Derrière les discours officiels et les appels à la mobilisation, un diagnostic plus inconfortable se fait jour. Les 17 et 18 septembre 2026, à Cotonou, la deuxième édition du Salon régional de l’actionnariat a réuni institutions, entreprises et régulateurs de l’Union économique et monétaire ouest-africaine (UEMOA). En apparence, l’événement célébrait l’essor des marchés régionaux. En réalité, il a mis au jour une contradiction structurelle : la croissance de la zone ne parvient toujours pas à irriguer les circuits d’épargne locaux. L’angle choisi par les coorganisateurs, UCA SGI et Dimensions GROUP, n’était pas anodin : comprendre pourquoi la richesse produite dans la sous-région dort au lieu de financer son propre développement.

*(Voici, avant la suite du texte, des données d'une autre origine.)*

PR #919, opened 2024-02-01
Lambda to lambda

jhsinger-klotho:
Changes ECR Image to want a unique repo so we can deploy multiple images in the same architecture

adds service discovery back to ecs to be used in applications to understand what ip to hit when trying to make cross compute calls

tests to ecs have issues at the moment due to operational eval and incorrect dependencies

lambda -> lambda
```
(engine-e2e-tests) (base) jordansinger@Jordans-MacBook-Pro engine-e2e-tests % ENGINE_PATH=/Users/jordansinger/workspace/klotho/engine IAC_CLI_PATH=/Users/jordansinger/workspace/klotho/iac e2e run --region eu-west-1 --include aws/lambda/lambda

============================= test session starts ==============================
platform darwin -- Python 3.10.13, pytest-7.4.3, pluggy-1.3.0
rootdir: /Users/jordansinger/workspace/engine-e2e-tests/output/aws-rbkjwv
asyncio: mode=strict
created: 1/1 worker
1 worker [1 item]

.                                                                        [100%]
- generated xml file: /var/folders/n_/bbppnfk179d6l4vz4qmz0chh0000gn/T/tmpifycrags -
============================== 1 passed in 3.77s ===============================
```

ecs -> lambda
```
(engine-e2e-tests) (base) jordansinger@Jordans-MacBook-Pro engine-e2e-tests % ENGINE_PATH=/Users/jordansinger/workspace/klotho/engine IAC_CLI_PATH=/Users/jordansinger/workspace/klotho/iac e2e run --region eu-west-1 --include aws/ecs_fargate/lambda

============================= test session starts ==============================
platform darwin -- Python 3.10.13, pytest-7.4.3, pluggy-1.3.0
rootdir: /Users/jordansinger/workspace/engine-e2e-tests/output/aws-3rwbox
asyncio: mode=strict
created: 1/1 worker
1 worker [1 item]

.                                                                        [100%]
- generated xml file: /var/folders/n_/bbppnfk179d6l4vz4qmz0chh0000gn/T/tmpps1tlhs6 -
============================== 1 passed in 2.03s ===============================
```

### Standard checks

### DIFF
--- a/pkg/knowledge_base2/properties/property.go
+++ b/pkg/knowledge_base2/properties/property.go
@@ -73,6 +73,18 @@ func ValidatePropertyRef(value construct.PropertyRef, propertyType string, ctx k
 	if err != nil {
 		return nil, fmt.Errorf("error getting property %s on resource %s, while validating property ref: %w", value.Property, value.Resource, err)
 	}
+
+	// recurse down in case of a nested property ref
+	for _, ok := propVal.(construct.PropertyRef); ok; _, ok = propVal.(construct.PropertyRef) {
+		propVal, err = ValidatePropertyRef(propVal.(construct.PropertyRef), propertyType, ctx)
+		if err != nil {
+			return nil, err
+		}
+		if propVal == nil {
+			return nil, nil
+		}
+	}
+
 	return propVal, nil
 }
 
--- a/pkg/templates/aws/edges/ecr_image-ecr_repo.yaml
+++ b/pkg/templates/aws/edges/ecr_image-ecr_repo.yaml
@@ -1,2 +1,3 @@
 source: aws:ecr_image
 target: aws:ecr_repo
+unique: one-to-one
--- a/pkg/templates/aws/resources/ecr_image.yaml
+++ b/pkg/templates/aws/resources/ecr_image.yaml
@@ -16,6 +16,7 @@ properties:
         direction: downstream
         resources:
           - aws:ecr_repo
+        unique: true
     description: A reference to the AWS ECR repository resource where the image will
       be stored
   Context:
--- a/pkg/engine2/testdata/2_routes.dataflow-viz.yaml
+++ b/pkg/engine2/testdata/2_routes.dataflow-viz.yaml
@@ -3,14 +3,14 @@ resources:
   lambda_function/lambda_function_1:
     children:
         - aws:ecr_image:lambda_function_1-image
-        - aws:ecr_repo:ecr_repo-0
+        - aws:ecr_repo:lambda_function_1-image-ecr_repo
         - aws:iam_role:lambda_function_1-ExecutionRole
     tag: big
 
   lambda_function/lambda_function_0:
     children:
         - aws:ecr_image:lambda_function_0-image
-        - aws:ecr_repo:ecr_repo-0
+        - aws:ecr_repo:lambda_function_0-image-ecr_repo
         - aws:iam_role:lambda_function_0-ExecutionRole
     tag: big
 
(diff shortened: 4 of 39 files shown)


pkg/knowledge_base2/properties/property.go
```diff
@@ -73,6 +73,18 @@ func ValidatePropertyRef(value construct.PropertyRef, propertyType string, ctx k
 	if err != nil {
 		return nil, fmt.Errorf("error getting property %s on resource %s, while validating property ref: %w", value.Property, value.Resource, err)
 	}
+
+	// recurse down in case of a nested property ref
+	for _, ok := propVal.(construct.PropertyRef); ok; _, ok = propVal.(construct.PropertyRef) {
+		propVal, err = ValidatePropertyRef(propVal.(construct.PropertyRef), propertyType, ctx)
```
gordon-klotho, line 79:
```suggestion
	for propValRef, ok := propVal.(construct.PropertyRef); ok; propValRef, ok = propVal.(construct.PropertyRef) {
		propVal, err = ValidatePropertyRef(propValRef, propertyType, ctx)
```

pkg/templates/aws/edges/ecr_image-ecr_repo.yaml
```diff
@@ -1,2 +1,3 @@
 source: aws:ecr_image
 target: aws:ecr_repo
+unique: one-to-one
```
gordon-klotho, line 3: Wouldn't this make multiple repos, one per image instead of re-using the repo for multiple images? Should it be `many-to-one`?

gordon-klotho (approved):
Mostly fine, just the unique question (and its effect on the repo's name).

pkg/templates/aws/edges/ecr_image-ecr_repo.yaml
jhsinger-klotho: so currently we dont support more than 1 image per repo based on how our iac is, but we could change this and just make the repo generation unique everywhere for images via op rules instead

gordon-klotho: What about our iac prevents hosting more than 1 image to a repo? It's fine if we're working around it, just put that (not just 'what', but also 'why') in comments here in the meantime in that case.

pkg/templates/aws/resources/ecr_image.yaml
```diff
@@ -16,6 +16,7 @@ properties:
         direction: downstream
         resources:
           - aws:ecr_repo
+        unique: true
```
gordon-klotho, line 19: If the edge is `many-to-one`, is this unique flag still correct?

pkg/templates/aws/edges/ecr_image-ecr_repo.yaml
jhsinger-klotho: its because we push it with the same name so we overwrite the image if you have multiple images we are trying to push, we would have to start tracking tags for the images we are pulling in because in compute we feed the image.imageName which is not distinguishable between tags i dont believe. We can dig into it further, but in e2e tests i deployed 2 lambdas and they both ended up using the same image

pkg/templates/aws/resources/ecr_image.yaml
jhsinger-klotho: yeah we would have to do some refactoring to make this work otherwise. This is just saying we prefer 1:1 but we wont prevent many:1

pkg/templates/aws/edges/ecr_image-ecr_repo.yaml
gordon-klotho: Ah, we don't really set the name, which is odd. `${args.Repo.repositoryUrl}:` just pushes to the repo root... I'm surprised that even works. Couldn't we just throw the `Name` in there to support it? Ie, something like:
```js
pulumi.interpolate`${args.Repo.repositoryUrl}/{{.Name}}:{{ if .Tag }}${args.Tag}-{{ end }}${sha256}`
```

Un paradoxe révélateur au cœur de la zone UEMOA
Le thème retenu, « Actionnariat et souveraineté financière : mobiliser l’épargne pour accélérer la transformation économique », résume à lui seul la tension. D’un côté, une dynamique économique indéniable. De l’autre, des marchés financiers régionaux qui captent une fraction marginale de l’épargne domestique. Les experts présents ont pointé du doigt un mécanisme de fuite : l’épargne locale se détourne des instruments longs et productifs pour se réfugier dans des placements à très court terme ou, pire, hors des frontières. Ce constat, répété de table ronde en table ronde, éclaire les vraies causes du retard : un déficit de confiance et une architecture financière inadaptée.
Trois leviers pour inverser la tendance
Déverrouiller l’accès au marché des capitaux
Le premier chantier identifié concerne l’ouverture du capital des entreprises locales. Faciliter les introductions en bourse et dynamiser la Bourse Régionale des Valeurs Mobilières (BRVM) suppose de lever des obstacles concrets : coûts d’entrée, transparence, gouvernance. Les participants ont insisté sur un point clé : sans un flux régulier de nouvelles sociétés cotées, l’actionnariat populaire restera un slogan.

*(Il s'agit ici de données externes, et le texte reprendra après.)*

PR #920, opened 2024-02-01
Print errors to stdout

gordon-klotho:
Note: the added testdata cases showing the validation errors are demonstrating some gaps in the validation logic, but were unchanged by this PR.

### Standard checks


pkg/engine2/testdata/ecs_rds.err.json
```diff
@@ -0,0 +1,68 @@
+[
+  {
+    "error": {
+      "chain": [
+        "required property Id is not set on resource aws:subnet:vpc-0:subnet-0"
```
gordon-klotho, line 5: `Id` is one of the "required + deploy time" variables. Those should probably not cause validation errors.

pkg/engine2/testdata/k8s_api.err.json
```diff
@@ -0,0 +1,117 @@
...
+    "property": "BaseImage",
+    "resource": "aws:ecr_image:pod2-ecr_image",
+    "value": null
+  },
+  {
+    "error": {
+      "children": [
+        {
+          "chain": [
+            "invalid int value 80"
```
gordon-klotho, line 73: I think this is because they're `"80" (string)` and not being converted to an `int`

gordon-klotho:
Don't know why the unit tests fail, they've been consistently successful for me. Looks like maybe some non-determinism on op eval?

pkg/engine2/testdata/ecs_rds.err.json
jhsinger-klotho: yeah we have a card for this, so we might want to pick it up as a part of this workstream

pkg/engine2/testdata/k8s_api.err.json
jhsinger-klotho: that should be able to be converted but if not we need to either cut a card or update the code

pkg/engine2/cli.go
```diff
@@ -256,22 +264,107 @@ func setupProfiling() func() {
...
+	zap.S().Info("Running engine")
+	err := em.Engine.Run(context)
+	if err != nil {
+		returnCode = 1
+		if ee, ok := err.(engine_errs.EngineError); ok {
+			engErrs = append(engErrs, ee)
+		} else {
+			engErrs = append(engErrs, engine_errs.InternalError{Err: engine_errs.ErrorsToTree(err)})
+		}
+	}
```
jhsinger-klotho, line 280: could you just add a comment saying that specific errors wont be lumped into errors on the run just so we remember

pkg/engine2/cli.go
```diff
@@ -256,22 +264,107 @@ func setupProfiling() func() {
...
+
+	if len(context.Solutions) > 0 {
+		writeDebugGraphs(context.Solutions[0])
+		for _, d := range context.Solutions[0].GetDecisions().GetRecords() {
+			d, ok := d.(solution_context.MaybeErroDecision)
```
jhsinger-klotho, line 285: what is MaybeErroDecision

pkg/engine2/cli.go
```diff
@@ -256,22 +264,107 @@ func setupProfiling() func() {
...
+	}()
+	defer func() {
+		r := recover()
+		if r == nil {
+			return
+		}
+		zap.S().Errorf("panic: %v", r)
+		switch r := r.(type) {
+		case engine_errs.EngineError:
+			engErrs = append(engErrs, r)
```
jhsinger-klotho, line 342: should an engine error ever cause a panic?

pkg/engine2/solution_context/decisions.go
```diff
@@ -29,6 +27,11 @@ type (
 		internal()
 	}
 
+	MaybeErroDecision interface {
+		// AsEngineError returns an EngineError if the decision is an error, otherwise nil.
+		AsEngineError() engine_errs.EngineError
+	}
+
```
jhsinger-klotho, line 34: typo in the name, i also dont love the name starting with Maybe, makes it kind of confusing

pkg/engine2/cli.go
jhsinger-klotho: i see what it is before, just would rename since its not very clear

jhsinger-klotho:
"showing the validation errors are demonstrating some gaps in the validation logic, but were unchanged by this PR." are the gaps just the 2 things you commented or are there more?

pkg/engine2/cli.go
gordon-klotho: It's mostly to interrogate the decision to see if it can be converted to an error. Originally I had like `ToError` but since it could return `nil` (for when a validation wasn't an error), I felt like it didn't match well. I'd take a suggestion, not sure how else to convey that "this decision _might_ be an error, call this method to find out"

pkg/engine2/cli.go
gordon-klotho: It _shouldn't_, but in case it does I wouldn't want to wrap it in an internal error. I figured the check was worth the extra 2 line, even if it doesn't happen right now.

jhsinger-klotho (approved):

jhsinger-klotho (approved):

Rapprocher l’investissement du grand public
Deuxième levier : l’inclusion et l’innovation. Les outils numériques sont apparus comme le chaînon manquant pour transformer une épargne dispersée en capital productif. L’éducation financière, souvent reléguée au second plan, devient une condition sine qua non pour que chaque citoyen puisse arbitrer entre consommation immédiate et investissement de long terme.
Réformer le cadre réglementaire et fiscal
Troisième axe : adapter les dispositifs légaux et fiscaux. Les participants ont souligné que l’orientation de l’épargne vers les infrastructures et le secteur privé ne se décrète pas. Elle exige des incitations stables et une visibilité sur le long terme, sans laquelle les capitaux continueront de fuir les projets structurants.
La souveraineté financière, un enjeu de résilience
Les représentants de la BCEAO, de la Commission de l’UEMOA et de l’Autorité des marchés financiers ont rappelé une évidence souvent occultée : financer son économie avec sa propre épargne, c’est réduire sa vulnérabilité aux chocs externes. La dépendance aux capitaux extérieurs expose les États et les entreprises à des volatilités qu’ils ne maîtrisent pas. En autonomisant le financement, la sous-région ne cherche pas seulement à croître plus vite, mais à ne plus subir les décisions prises ailleurs.
Une urgence citoyenne à Cotonou
À la clôture des travaux, ce vendredi à Cotonou, un consensus s’est dégagé : la transformation des habitudes d’investissement ne peut plus attendre. Il ne s’agit plus seulement d’inciter les entreprises à s’ouvrir, mais de faire de chaque citoyen un acteur direct de la croissance régionale. Une ambition qui, si elle se concrétise, pourrait bien changer la donne au-delà des frontières de l’UEMOA.